(SUPPLIED DATA Opens)
PR #43, opened 2023-05-24
Rework the argument / option layer

lyrixx:
There was some little bugs, and they have been fixed. 

Now the system is more powerful. We can explicitly choose if we want an option
or an argument. In case of argument, the `mode` is computed based on the PHP
typing. Option supports off kind of mode (like `--force`).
(SUPPLIED DATA Closes)
WHAT IS NEEDED: You are asked to copy all of the entries above exactly.

RESPONSE TO THIS TASK:
PR #43, opened 2023-05-24
Rework the argument / option layer

lyrixx:
There was some little bugs, and they have been fixed. 

Now the system is more powerful. We can explicitly choose if we want an option
or an argument. In case of argument, the `mode` is computed based on the PHP
typing. Option supports off kind of mode (like `--force`).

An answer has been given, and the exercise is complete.